El cierre de negocios y los sueños fallidos

El cierre de negocios y los sueños fallidos


JOSÉ ADÁN CASTELAR

Candados en los portones, puertas con doble llave y vitrinas empapeladas son imágenes frecuentes en un país donde el rótulo de “Cerrado” debe estar siempre a mano, porque los pequeños comerciantes y empresarios viven manos arriba entre el crimen organizado que los extorsiona y un gobierno que los atosiga con impuestos imposibles, trámites interminables, costos de energía impagables y, encima, financiamientos inalcanzables con intereses de usura.

Una pequeña fábrica de rosquillas sobrevive por el impresionante esfuerzo de los propietarios, que dan trabajo a tres o cuatro personas, pero no sirve para crecer ni para hacerse ricos. La historia se repite en la procesadora artesanal de quesos y mantequillas, o en la panadería del barrio, y en el local improvisado en la casa para embolsar tajadas de plátano fritas, cacahuates, semillas de marañón o tortillas de harina y de maíz.

Son casi dos millones de micros y pequeñas empresas, aunque solo unas 300,000 funcionan con alguna regularidad. Las cifras varían, pero la mayor coincidencia es que estos negocios, habitualmente familiares, emplean al 80 por ciento de los trabajadores del país, que con sus pequeños sueldos y sus limitados beneficios laborales tienen al menos algo para llevar a sus casas.

Los zapateros eran famosos antes: conocían las tallas de todos, quién estrenaba y de qué lado desgastaba los zapatos.
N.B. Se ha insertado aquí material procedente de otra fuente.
PR #5961, opened 2023-08-29
[feature] Add check for  LinesCodec when input contains '\n'

arthur-zhang:
## Motivation

we should check weather input contains '\n'. For example, if we encode "abc\n", we get "abc\n\n".
But when we decode, we get "abc"


wathenjiang:
Unfortunately the docs of `LinesCodec` do not specify which line delimiter it use. It currently use `\n` as line delimiter.
Different OSs may use differenct line delimiter :).
We may specify it clearly, and support more line delimiter, such as `\r`.

PR #8144, opened 2026-05-14
net: add `SocketAddr` methods to Unix sockets

elomatreb:
## Motivation

Add methods to `UnixStream` and `UnixListener` to use them with `SocketAddr` (the tokio wrapper type) directly, instead of having to go through a `Path` interface. This makes handling connection code in applications that can deal with both path-based sockets and the linux-only abstract socket namespace more convenient.

## Solution

- Add a `connect_addr` method to `UnixStream`
- Add a `bind_addr` method to `UnixListener`

Both methods were implemented by moving the relevant code out from the path-based existing implementation and making the existing implementation use it as well.

The test was adapted from the existing path-based test as well.

## Open Questions

- Should I add documentation tests? The existing methods didn't have them either.
- Semi-related: The path-based methods have a heuristic for dealing with abstract sockets. This has caught me off guard before, but clearly documenting that is probably better in a separate MR?

### DIFF
--- a/tokio/src/net/unix/listener.rs
+++ b/tokio/src/net/unix/listener.rs
@@ -90,7 +90,23 @@ impl UnixListener {
         #[cfg(not(any(target_os = "linux", target_os = "android")))]
         let addr = StdSocketAddr::from_pathname(path)?;
 
-        let listener = mio::net::UnixListener::bind_addr(&addr)?;
+        let addr = SocketAddr::from(addr);
+        UnixListener::bind_addr(&addr)
+    }
+
+    /// Creates a new `UnixListener` bound to the specified address.
+    ///
+    /// # Panics
+    ///
+    /// This function panics if it is not called from within a runtime with
+    /// IO enabled.
+    ///
+    /// The runtime is usually set implicitly when this function is called
+    /// from a future driven by a tokio runtime, otherwise runtime can be set
+    /// explicitly with [`Runtime::enter`](crate::runtime::Runtime::enter) function.
+    #[track_caller]
+    pub fn bind_addr(socket_addr: &SocketAddr) -> io::Result<UnixListener> {
+        let listener = mio::net::UnixListener::bind_addr(&socket_addr.0)?;
         let io = PollEvented::new(listener)?;
         Ok(UnixListener { io })
     }
--- a/tokio/src/net/unix/stream.rs
+++ b/tokio/src/net/unix/stream.rs
@@ -86,7 +86,17 @@ impl UnixStream {
         #[cfg(not(any(target_os = "linux", target_os = "android")))]
         let addr = StdSocketAddr::from_pathname(path)?;
 
-        let stream = mio::net::UnixStream::connect_addr(&addr)?;
+        let addr = SocketAddr::from(addr);
+        UnixStream::connect_addr(&addr).await
+    }
+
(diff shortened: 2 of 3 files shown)


elomatreb:
The failed macOS check is caused by https://github.com/actions/runner-images/issues/14097 I think.

mattiapitossi:
> The failed macOS check is caused by [actions/runner-images#14097](https://github.com/actions/runner-images/issues/14097) I think.

I've opened https://github.com/tokio-rs/tokio/pull/8145, this should fix the problem

elomatreb:
@mattiapitossi thanks, that helped.

tokio/src/net/unix/stream.rs
```diff
@@ -86,7 +86,17 @@ impl UnixStream {
...
-        let stream = mio::net::UnixStream::connect_addr(&addr)?;
+        let addr = SocketAddr::from(addr);
+        UnixStream::connect_addr(&addr).await
+    }
+
+    /// Connects to the socket named by `socket_addr`.
+    ///
+    /// This function will create a new Unix socket and connect to the address
+    /// specified, associating the returned stream with the default event
+    /// loop's handle.
```
martin-g, line 106: `UnixStream::new()` calls `PollEvented::new()`, which calls `Registration::new_with_interest_and_handle()` that also needs IO enabled.
Please add the same `# Panics` as for `bind_addr()` above

martin-g (approved):

tokio/src/net/unix/stream.rs
elomatreb: I mirrored the respective existing methods, and `UnixStream::connect` does not have a panics section. Should I add it to both?

tokio/src/net/unix/listener.rs
```diff
@@ -90,7 +90,23 @@ impl UnixListener {
...
+    /// # Panics
+    ///
+    /// This function panics if it is not called from within a runtime with
+    /// IO enabled.
+    ///
+    /// The runtime is usually set implicitly when this function is called
+    /// from a future driven by a tokio runtime, otherwise runtime can be set
+    /// explicitly with [`Runtime::enter`](crate::runtime::Runtime::enter) function.
+    #[track_caller]
+    pub fn bind_addr(socket_addr: &SocketAddr) -> io::Result<UnixListener> {
```
Darksonn, line 108: Why is this `&SocketAddr` rather than just `SocketAddr`? Isn't this type copy?

elomatreb: This is `tokio::net::unix::SocketAddr`, which contains a buffer internally (essentially a `PathBuf`), so it's not `Copy`. This also matches the signature from std: https://doc.rust-lang.org/std/os/unix/net/struct.UnixStream.html#method.connect_addr (for the same reason)

elomatreb: Actually comparing it to `PathBuf` is misleading because it's not actually backed by a heap allocation, but the underlying type is still not `Copy`.

Darksonn: Ok, that's fine then.

tokio/src/net/unix/stream.rs
martin-g: Yes, please!

Darksonn (approved):
Thanks.

PR #8145, opened 2026-05-14
ci: fix macos runner

mattiapitossi:
We started to observe failures in macOS runners, it seems that disabling the cache-bin option for rust-cache fixes the issue (this is a temporary fix that will be reverted once the upstream fixes the issue). see: https://github.com/Swatinem/rust-cache/issues/341


avantgardnerio (approved):
Nice, ty!

martin-g (approved):

PR #8146, opened 2026-05-15
time: fix Sleep livelock when eager combinator starves current_thread timer driver

### LINKED ISSUE #7883: Timers should make fewer assumptions about poller yielding back to the runtime
### Summary

Tokio's timers exhibit behavior that can cause livelocks with combinators that don't yield.

While this is technically allowed behavior per the futures API, it is a livelock trap, and arguably should be revised. Infinite loops are also allowed behavior, and triggering a loop of wake-ups is far removed from what a sane runtime should do.

At the same time, it may make sense to discuss with the Rust async team (more on this below). This topic is niche, but it does affect correctness in a critical regard.

### What's going on

I discovered this while developing a futures collector crate. Failing to yield to the runtime can cause Tokio timers to spin forever, waking themselves up and returning Pending repeatedly. The collector polls futures insofar as they generate wake-up notifications, but every time a Sleep timer is polled, it generates another wake-up.

The Tokio timer is assuming that by yielding repeatedly (waking and returning Pending), the collector will eventually yield back to the Tokio runtime. So the Sleep timer spits out wake-ups until this happens. The livelock happens because the collector is not mandated (at all) to yield back to the top-level runtime, and since it received.

In other words, non-cooperative intermediate pollers break the timer assumption that yielding will eventually push back control to the top-level runtime call, which could be as high-level as main().

Interestingly, I think other futures collectors have run into [the same trap](https://github.com/conradludgate/futures-buffered/commit/f878029657831dbd063ff01866aaf1a41fdbd839). This is a link to an old commit from `futures-buffered`, and the details of the commit (and the change it makes) strongly suggest that the exact same thing livelock. I would love to get @conradludgate to confirm based on their memory that this was indeed what happened.

Futures collectors already stand out as a somewhat curious construction in the Rust async story. Of course, they're very cute and useful tools and we couldn't be without them. They happen to raise this problem based on the way they are typically implemented, but it's also possible that simpler combinators could reproduce this issue (see next section).

### Extent of the Problem and its Ingredients

I have only observed this problem with futures collectors, and I am most certain of its existence in that regard.

However, the same livelock may be possible even with small combinators like `join!` or `select!`, depending on how they are implemented. I haven't checked the details, as there are possible many in the ecosystem. But a simple implementation that loops would theoretically trigger the same livelock with Tokio timers. It's the act of eagerly polling woken futures that causes the livelock.

```
// pseudo-code for a select! combinator

fn poll_combinator() {
    loop {
        if !is_woken() {
            break Poll::Pending;
        }
        set_waker(cx.waker());

        let poll1 = self.fut1.poll();
        if poll1.is_ready() {
            return poll1;
        }
        let poll2 = self.fut2.poll();
        if poll2.is_ready() {
           return poll2;
        }
    }
}
```

I don't think there are many implementations of this sort. On the other hand however, it requires only a couple ingredients based on my analysis:

- The combinator tracks whether its inner futures were woken
- The combinator checks woken status and polls those futures in a loop, inside its own poll() implementation

Such a combinator is not necessarily behaving wrongly. It's merely being eager about polling its inner futures, and persisting in doing so whenever they generate wake-ups. Besides being contractually correct, there are legitimate use cases for such eager polling. Sometimes the implementation is simpler. And for a deeply nested stack of futures and async functions, it may even be more performant to eagerly poll.

There is a dialectic between polling and yielding. Tokio wants the combinator to yield all the way back to the top-level runtime entry point, and the Tokio timers assume such behavior and rely on it. Combinators may or may not uphold the timers' assumption; some of them poll their futures again before returning to the caller.

### Should this be solved, and how?

First of all, we're diving into Rust's async model and what it means to poll and yield. It makes sense to follow Rust project guidance, and perhaps consult the Rust WG async team. It's also definitely worth citing some existing discussion on this topic. So, I'm linking the following issue, which is doubly relevant here.

https://github.com/rust-lang/futures-rs/issues/2053

Note that the above issue tracks down to behavior in `FuturesUnordered` that was identified and addressed in a PR. However, the original issue (and its solution) were framed in terms of performance: the collector should yield back to the runtime, in order to avoid starvation. That's all fine and well, and also correct. Nobody would want a general-purpose FuturesUnordered with a poor cooperation policy. However, little was discussed in the way of *correctness*; task starvation and livelock are not the same, and in the latter case, no progress is being made.

This distinction matters because it impacts the correctness question for Tokio timers. Tokio timers can issue infinite wake-ups even when no progress is being made. This quirk in their implementation is what causes *livelock*, as distinct from mere starvation (and poor performance). However, such a livelock is only possible when the combinator keeps polling woken futures, because such eager polling also assumes that progress *is* being made.

Either way, somebody should change their code's behavior. Either the Tokio timers are mistaken for assuming that yielding will eventually bubble up to the main runtime, or combinators and collectors are mistaken if they assume that polling woken futures is a valid way of making progress.

### Arguments in favor of changing Tokio timer behavior

I know that the alternative Timer is currently under development. It may be worth incorporating this topic onto the roadmap of the alternative Timer, at least as a question, but that's up to the maintainers. Based on my testing, the alternative timer exhibits the same behavior as the existing Timer.

Changing how timers complete themselves would remove a potential source of livelock with arbitrary user code. I'm biased here, but it probably also happened to @conradludgate , and it's not unimaginable for bespoke combinators in large codebases to trigger the same livelock. Would you want to catch such a livelock in production? Definitely not. The surprising nature of this behavior alone (is it not strange for Timers to act this way? Am I crazy?) suggests that Tokio should change how timers operate.

Relatedly, I noticed that the performance of Tokio timers is rather weak compared to the smol runtime. Smol timers don't exhibit this behavior, and I wonder if performance could be improved by making the Sleep task able to complete itself (rather than having the runtime switch it to completed). The current design means that the call stack has to rewind all the way to `fn main()` just for timers to be completed and descend back down the stack again.

### Counter arguments

**Objection 1**: Calling `wake_by_ref` at any time  is allowed behavior (spurious wake-ups). Therefore, it's fine for Tokio timers to trigger wake-ups whenever they wish, even if they're not making progress while issuing these wake-ups.

My problem with this objection is not that I disagree, rather that it sends a strange signal to the rest of the system. A wake-up requires that at least one poll happen afterward, but when that poll happens is otherwise at the discretion of the poller. Tokio's timers are saying _"poll me in the future"_ but what they want to say is _"poll me in the future, but pssst don't poll me immedately in a loop, otherwise nothing happens"_. There's no such way for the latter to be expressed in the API, and what this ultimately means is that Tokio timers are falsely communicating progress even where no progress is happening.

So while calling `wake_by_ref` at any time is allowed behavior, the assumption that Tokio timers make (that a yield will eventually happen) doesn't have to be upheld.

**Objection 2**: Inter-task dependencies can cause the same deadlock trap in the following scenario: a task outside the combinator depends on a task inside the combinator, and the task on the inside spams wake-ups + Pending until the outside task gets run.

This objection only works if the task inside the combinator issues wake-ups repeatedly as a means of "escaping" the combinator. This is really strange of an assumption to make, and wake-ups have no such property or guarantee. Rather than being an objection, I think this situation strengthens the argument for changing Tokio timers. The timers are essentially analogous to the task inside the combinator, while the timer wheel (that completes them) is analogous to the task outside the combinator.

**Objection 3**: Rust's safety model permits livelock.

Yes, and it also permits deadlock. This has nothing to do with memory safety, but that doesn't mean we shouldn't strive to eliminate livelocks and deadlocks through better crate design.

### Conclusion

I'm clearly leaning more toward Tokio fixing this, but I'm not a maintainer, and I'll leave it to them. I think that Tokio timers should make fewer assumptions, and that one less livelock trap in a big runtime is a win for some poor developer plodding away at 3 AM in 2029.

Futures collectors probably want to yield every now and then, if only for fairness' sake. However, such yielding is not mandated anywhere by the Rust async model. It would be a good idea to get the input of the Rust async working group, and while this issue relates to past issues, this is the first time (I believe?) that its *correctness* is being discussed.

AsthaMishra:
Fixes #7883

## Root cause

In a `current_thread` runtime the timer driver only runs inside
`park_internal` — i.e., only when the active task returns `Poll::Pending`
back to the runtime. An eager combinator that detects synchronous
wakeups and re-polls inner futures without yielding prevents
`park_internal` from ever running, which starves the timer driver.

`Sleep` is therefore never told its deadline has passed, even though
real time has moved on. The cooperative budget mechanism doesn't save
it: once the budget is exhausted `poll_proceed` defers the waker via
`context::defer`, but because the task never returns `Poll::Pending`,
the deferred wake never fires and the driver still doesn't run.

## Fix

Add a wall-clock check at the top of `Sleep::poll_elapsed`, before the
coop `poll_proceed` call. If the deadline has already passed on the
real clock, `Sleep` completes immediately without requiring the timer
driver to have processed the timeout:

```rust
if me.entry.deadline() <= crate::time::Instant::now() {
    return Poll::Ready(Ok(()));
}
```

Also guards the wall-clock shortcut behind `clock::is_paused()` so that
time-paused tests (`time::pause()`) continue to advance the mock clock
via the timer driver as expected.

### DIFF
--- a/tokio/src/time/sleep.rs
+++ b/tokio/src/time/sleep.rs
@@ -419,6 +419,20 @@ impl Sleep {
 
         ready!(crate::trace::trace_leaf());
 
+        // If the deadline has already passed according to the wall clock, complete
+        // immediately. This prevents starvation of the timer driver when an eager
+        // combinator loops without yielding to the runtime (issue #7883): coop
+        // budget exhaustion defers the wake but the task never returns Pending, so
+        // the timer driver never runs. Checking the clock here lets Sleep
+        // self-complete in that scenario.
+        //
+        // When time is paused (test-util), skip this shortcut: the timer driver is
+        // responsible for advancing the mock clock, and bypassing it breaks tests
+        // that assert on how much mock time has elapsed.
+        if !crate::time::clock::is_paused() && me.entry.deadline() <= crate::time::Instant::now() {
+            return Poll::Ready(Ok(()));
+        }
+
         // Keep track of task budget
         #[cfg(all(tokio_unstable, feature = "tracing"))]
         let coop = ready!(trace_poll_op!(
--- a/tokio/src/time/sleep.rs
+++ b/tokio/src/time/sleep.rs
@@ -419,20 +419,6 @@ impl Sleep {
 
         ready!(crate::trace::trace_leaf());
 
-        // If the deadline has already passed according to the wall clock, complete
-        // immediately. This prevents starvation of the timer driver when an eager
-        // combinator loops without yielding to the runtime (issue #7883): coop
-        // budget exhaustion defers the wake but the task never returns Pending, so
-        // the timer driver never runs. Checking the clock here lets Sleep
-        // self-complete in that scenario.
-        //
-        // When time is paused (test-util), skip this shortcut: the timer driver is
-        // responsible for advancing the mock clock, and bypassing it breaks tests
-        // that assert on how much mock time has elapsed.
-        if !crate::time::clock::is_paused() && me.entry.deadline() <= crate::time::Instant::now() {
-            return Poll::Ready(Ok(()));
-        }
-
         // Keep track of task budget
         #[cfg(all(tokio_unstable, feature = "tracing"))]
         let coop = ready!(trace_poll_op!(
--- a/tokio-util/tests/time_delay_queue.rs
+++ b/tokio-util/tests/time_delay_queue.rs
@@ -545,6 +545,9 @@ async fn reset_later_after_slot_starts() {
     // that slot, but doesn't know when, it must wake immediately to advance
     // the wheel.
     queue.reset_at(&foo, now + ms(120));
+    // The wake is deferred (via context::defer) so we must yield to the
+    // runtime once to flush the deferred waker list before checking.
+    tokio::task::yield_now().await;
     assert!(queue.is_woken());
 
     assert_pending!(poll!(queue));
@@ -607,6 +610,9 @@ async fn reset_earlier_after_slot_starts() {
     // that slot, but doesn't know when, it must wake immediately to advance
     // the wheel.
     queue.reset_at(&foo, now + ms(120));
+    // The wake is deferred (via context::defer) so we must yield to the
+    // runtime once to flush the deferred waker list before checking.
+    tokio::task::yield_now().await;
     assert!(queue.is_woken());
 
     assert_pending!(poll!(queue));
--- a/tokio/src/runtime/time/mod.rs
+++ b/tokio/src/runtime/time/mod.rs
@@ -23,6 +23,7 @@ use super::time_alt;
 
 use crate::loom::sync::atomic::{AtomicBool, Ordering};
 use crate::loom::sync::Mutex;
+#[cfg(feature = "rt")]
 use crate::runtime::context;
 use crate::runtime::driver::{self, IoHandle, IoStack};
 use crate::time::error::Error;
@@ -449,7 +450,10 @@ impl Handle {
         // would cause eager combinators to re-poll Sleep without ever yielding
         // to the runtime, preventing the timer driver from advancing.
         if let Some(waker) = waker {
+            #[cfg(feature = "rt")]
             context::defer(&waker);
+            #[cfg(not(feature = "rt"))]
+            waker.wake();
         }
     }
 
--- a/tokio/src/runtime/time/mod.rs
+++ b/tokio/src/runtime/time/mod.rs
@@ -23,6 +23,7 @@ use super::time_alt;
 
 use crate::loom::sync::atomic::{AtomicBool, Ordering};
 use crate::loom::sync::Mutex;
+use crate::runtime::context;
 use crate::runtime::driver::{self, IoHandle, IoStack};
 use crate::time::error::Error;
 use crate::time::{Clock, Duration};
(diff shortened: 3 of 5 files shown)


tokio/src/time/sleep.rs
```diff
@@ -419,6 +419,20 @@ impl Sleep {
...
+        // budget exhaustion defers the wake but the task never returns Pending, so
+        // the timer driver never runs. Checking the clock here lets Sleep
+        // self-complete in that scenario.
+        //
+        // When time is paused (test-util), skip this shortcut: the timer driver is
+        // responsible for advancing the mock clock, and bypassing it breaks tests
+        // that assert on how much mock time has elapsed.
+        if !crate::time::clock::is_paused() && me.entry.deadline() <= crate::time::Instant::now() {
+            return Poll::Ready(Ok(()));
+        }
```
Darksonn: My intended fix for #7883 is that the timers should defer the wakeup using Tokio's deferred wakeup startegy. Not that we should check the time every single time.

tokio/src/time/sleep.rs
```diff
@@ -419,6 +419,20 @@ impl Sleep {
...
+        // immediately. This prevents starvation of the timer driver when an eager
+        // combinator loops without yielding to the runtime (issue #7883): coop
+        // budget exhaustion defers the wake but the task never returns Pending, so
+        // the timer driver never runs. Checking the clock here lets Sleep
+        // self-complete in that scenario.
+        //
+        // When time is paused (test-util), skip this shortcut: the timer driver is
+        // responsible for advancing the mock clock, and bypassing it breaks tests
+        // that assert on how much mock time has elapsed.
+        if !crate::time::clock::is_paused() && me.entry.deadline() <= crate::time::Instant::now() {
```
vilgotf: Having previously benchmarked tokio timers, I happen to know that `Instant::now` is about 50 times as expensive as polling the timer (~200 ns vs ~3.5 µs). This might be acceptable, but I just wanted to throw this out for context

tokio/src/time/sleep.rs
AsthaMishra: Done — replaced waker.wake() with context::defer(&waker) in the InsertError::Elapsed branch of reregister, matching the same deferred wakeup strategy used by yield_now(). Added a regression test (sleep_not_starved_by_eager_combinator) that resets a sleep to an elapsed deadline inside an eager combinator and verifies it completes in ≤10 polls. Two tokio-util delay_queue tests that checked is_woken() immediately after reset_at() also needed a yield_now().await to flush the deferred waker list first.

tokio/src/time/sleep.rs
AsthaMishra: Noted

Pero llegaron los años 90 con su ajuste estructural de la economía y el beneficio para unos cuantos importadores de calzado que bloquearon a los productores nacionales. Ahora apenas sobreviven unas cuantas zapaterías.
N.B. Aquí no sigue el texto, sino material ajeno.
PR #8148, opened 2026-05-17
Relax Lines::get_ref receiver to &self

cuishuang:
## Motivation

Lines::get_ref only returns a shared reference to the underlying reader and does not mutate internal state, so it does not need a mutable receiver. 

Changing the receiver from &mut self to &self also makes it consistent with other Tokio IO wrapper get_ref methods such as BufReader, BufWriter, BufStream, Take, and Chain.


Darksonn:
This is a breaking change.

PR #8151, opened 2026-05-18
rt: replace current-thread scheduler VecDeque with LinkedList

lthiery:
This PR changes `current_thread` runtime `Core.tasks` from a `VecDeque` to an intrusive linked list, `LocalQueue<Arc<Handle>>`. This avoids dynamic allocations in `Core.task`.

I ran `benches/rt_current_thread.rs` on an AMD Ryzen 9 5950X:
* spawn_many_local: 2-3% faster, noise?
* spawn_many_remote_idle: no change
* spawn_many_remote_busy: over 20% faster

Worth noting, if you blow up the number of spawns from 1k to 10k, `spawn_many_remote_busy` ends up being  15% slower with this change. I would guess at this point, the VecDeque ends up being more cache friendly but this also feels a bit like a degenerate situation at this point and it's probably better to take the win at <1k tasks?

### DIFF
--- a/tokio/src/runtime/scheduler/current_thread/mod.rs
+++ b/tokio/src/runtime/scheduler/current_thread/mod.rs
@@ -3,7 +3,8 @@ use crate::loom::sync::Arc;
 use crate::runtime::driver::{self, Driver};
 use crate::runtime::scheduler::{self, Defer, Inject};
 use crate::runtime::task::{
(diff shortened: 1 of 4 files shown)


ADD-SP (commented):
Thanks for your contribution!

Since tokio never shrinks the capacity of `VecDeque`, it should have better performance in general after warming up (assuming the queue length doesn't grow up infinitely).

I prefer keeping the `VecDeque` for better performance (after warming up) and simple implementation.

lthiery:
Fair enough!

Además tenían un lugar especial los sastres: ofrecían pantalones de casimir, de gabardina o poliéster. Trajes a la medida y hasta camisas de vestir o casuales. También los arrasó la competencia desigual y la complicidad de los gobiernos. Ganaron los importadores y ahora el mercado lo inundan las marcas extranjeras controladas por unos pocos, o la alternativa de ropa usada para toda ocasión.

Los comedores de toda la vida fueron desalojados por las comidas rápidas y ni siquiera las cafeterías y los bares reconocidos soportaron la invasión de las grandes franquicias internacionales con su decoración retro y sus rótulos en inglés. Ya sabemos de la globalización y todo eso, pero hay controles que el gobierno debería permitirse.

Mientras los pequeños empresarios buscan la tabla de náufrago para sobrevivir, el gobierno los ha castigado a través de la Dirección Ejecutiva de Ingresos (DEI), que absurdamente cerró negocios por carecer de correo electrónico o teléfono fijo, o porque a una factura le faltaba una letra. Decenas de hondureños perdieron su trabajo por estas cosas.

Y la irrespirable criminalidad también pasa factura a estos pequeños locales, que pierden hasta el diez por ciento de sus ingresos por el pago de extorsiones a grupos organizados que el gobierno no ha podido controlar. Existe una unidad policial antiextorsión, hay que reconocerlo, pero se nota que algo le falta.

Pero el hondureño mantiene la esperanza, deja un rincón de su casa o alguna esquina por ahí donde pone un taller de mecánica automotriz, uno de carpintería, uno de ebanistería, uno de electrónica, una pulpería, un salón de belleza, una carnicería, una tienda de ropa, una pastelería o una cafetería. En cada uno de estos negocios hacen la maravilla de contratar a dos, cinco o hasta siete personas.

Cuando se cierra una pequeña fábrica, un taller o una tienda, se derrumban las ilusiones y el entusiasmo de alguien que quiso crear algo para hacerlo crecer como una extensión de sí mismo, además los empleados van a la calle y la economía del país se ralentiza, es decir, hablamos de algo más que un simple negocio.